Whereas Plato said that the universal is found separately from things, the third of the three main Greek philosophers, Artistotle developed his own philosophy in deductive logic, trying to bring order to chaos; "the science of the universal essence of that which is actual". That being, reality, in the realm of the physical, is acquired through experience, that the universal is found within things. Though only a small percentage of the Aristotelian writings survive, and many appear as works in progress and acroatic papers, his meticulous studies and teachings in such topics as aesthetics, biology, ethics, government, logic, morality, physics, and poetry greatly influenced Western philosophical and scientific thought.

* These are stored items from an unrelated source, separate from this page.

PR #1855, opened 2018-07-17
make max wait min non-required when flow trigger's data dependency set is empty

chengren311:
When no dependency is defined for a flow trigger, it just works like a regular schedule - when the scheduled time comes, flow will be kicked off without waiting for any dependency. In this case, max wait min is not required.


azkaban-web-server/src/main/java/azkaban/webapp/servlet/FlowTriggerServlet.java
```diff
@@ -104,19 +110,17 @@ private void handleAJAXAction(final HttpServletRequest req,
...
-        }
-        else if (!hasPermission(project, session.getUser(), Type.ADMIN)) {
+        } else if (!hasPermission(project, session.getUser(), Type.ADMIN)) {
           ret.put("error", "Permission denied. Need ADMIN access.");
-        }
-        else {
+        } else {
           try {
-            if(ajaxName.equals("pauseTrigger")) {
+            if (ajaxName.equals("pauseTrigger")) {
```
chengren311: this is automatically done by save plugin.

PR #1861, opened 2018-07-18
Set up new Documentation toolset and publish it to readTheDocs

kunkun-tang:
1. This PR proposes a new toolset to do Azkaban documentation. We use Sphinx and ReStructuredText to write down docs, and publish it to readTheDocs. README is included to educate users how to develop the documentation.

Born in the town of Stagirus on the Thracian peninsula in 384 BC, Aristotle was the son of Nichomachus, a court physician to King Amyntas of Macedonia. After his father's death his uncle Proxenus became his guardian, who sent him to study in Athens. For almost twenty years Aristotle studied (then taught) Philosophy at the Academy under Plato (who in turn had been taught by Socrates).

An accomplished student, Aristotle often disagreed with his teacher and after Plato's death in 347, Aristotle parted ways with the Platonic teachings. Although some of his studies are now disproven or antiquated, his extensive study and classification of animals into genera and species for example, expressed in such works as On the Parts of Animals and The History of Animals (350 BC) have contributed greatly to the modern study of biology.

With growing anti Macedonian sentiments, Aristotle left Athens for Assos, where he also met and married Pythias, daughter of King Hermeas, ruler of Atarneus and Assos in Mysia. They would have a daughter, also named Pythias. Around 345 he settled in Mytilene on the island of Lesbos and focused on his biological and zoological research. He also began tutoring the young Alexander the Great, son of Philip of Macedonia. When Alexander became King, Aristotle went back to Athens and founded the Lyceum. In his Poetics (c.330 BC) he states that poetry is "more philosophical and elevated than history". In the twenty-six sections of Poetics, most likely lecture notes written for his students, Aristotle discusses such issues as the aesthetic and ethical expression of various forms of poetry and drama. His studies and writings during the next dozen or so years were his most prodigious.

As Athens was rebelling against Macedonian rule imposed after the death of Alexander the Great, Aristotle's life was in peril because of his political ties so he fled to the island of Euboea. He died soon after at his home in Chalcis, Euboea, 322 BC at the age of sixty-two years. Aristotle believed in the eternal nature of the universe with no beginning and no end; "It is not once nor twice but times without number that the same ideas make their appearance in the world."--On the Heavens. In his research of the earth sciences such as Meteorology (350 BC), Aristotle discusses his findings in climactic activity such as thunderstorms, rainbows, and beyond to meteors and the Milky Way. In honour of his contribution to the studies of the heavens, a Lunar crater is now named after him.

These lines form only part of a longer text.